The Caribbean Agroforestry Institute (CAI), is based on a 35 acre off grid farm and homestead in Camuy, Puerto Rico. Stephanie and Dan started CAI in 2020 after falling in love with the island. They are passionate about off grid living, permaculture, biodynamics, clean water, regenerating soil, growing healthy food, cultivating healing herbs and sharing their passion with others.

 

Caribbean Agroforestry Institute’s (CAI) mission is to research, demonstrate and educate in the fields of agroforestry and other ecological practices in support of people, pollinators and plants.

 

We are an agricultural educational nonprofit that offers technical courses to train students to design, implement and manage diverse agroforestry systems in the tropics and across the world. Some of our programs equip students to transform their home gardens and farms into abundant food producing landscapes, while other programs are designed to train students to manage commercial farms for themselves or their employer.

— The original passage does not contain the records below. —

PR #27992, opened 2026-04-02
feat(core): Add input/output token tracking to node graph telemetry

DawidMyslak:
## Summary

Add `ai_input_tokens` and `ai_output_tokens` fields to `node_graph_string` telemetry, alongside the existing `ai_model` field. This enables tracking AI model token consumption per node in Metabase.

**[Loom recording](https://www.loom.com/share/df6201e965c64d25bbd14b53bf8bc92d)**

**Two categories of AI nodes are covered:**

1. **LM sub-nodes** (e.g. `lmChatOpenAi`, connected to Agents/Chains) — token data is already standardized via `N8nLlmTracing`, extracted directly from `runData` and summed across agent multi-call scenarios.

2. **Standalone vendor nodes** (defined in `AI_VENDOR_NODE_TYPES`: OpenAI, Anthropic, Ollama, Google Gemini) — token data comes from raw API responses but is normally stripped by the "Simplify output" default. We capture it via `setMetadata()` before simplification, preserving it for telemetry without affecting user-visible output.

A shared `accumulateTokenUsage()` utility in `n8n-workflow` handles accumulation across multi-item executions and keeps vendor node changes to a one-liner.

**How to verify:** Run a workflow with any AI node, check that `node_graph_string` in the telemetry event includes `ai_input_tokens` and `ai_output_tokens` for the AI node entries.

https://linear.app/n8n/issue/NODE-4781

## Review / Merge checklist

- [x] Tests included.


RomanDavydchuk (approved):
LGTM

packages/@n8n/nodes-langchain/nodes/vendors/GoogleGemini/actions/text/message.operation.ts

We utilize over a dozen other local instructors in our classes. To learn more about our teaching team, click here.

Stephanie Syson

Co-Founder & Director

Stephanie Syson, co-founder and Director of Caribbean Agroforestry Institute, spends the days with her hands in the soil and her heart with the plants.  She started down her Permaculture path in 2001 with an internship at Punta Mona in Costa Rica.  After visiting and living at multiple Permaculture communities in Latin America she was hooked!  Stephanie lived within and managed the Central Rocky Mountain Permaculture Institute for 4 years.  In that time she started the Basalt Seed Library and the Basalt Community Food Park as well as opening an herbal Product line called Dynamic Roots.  After many years of farming and running her herbal product business, she decided to devote herself fully to farming medicinal herbs.

 

Stephanie partnered with Sustainable Settings Ranch in Carbondale Colorado and opened Biodynamic Botanicals in 2015.  She is a full-time farmer and educator.  She has recently started 35 acre farm in Puerto Rico that combines her love of medicinal herbs, agroforestry, subsistence farming,  tropical climates and ocean life with teaching and rural, large scale Permaculture Design.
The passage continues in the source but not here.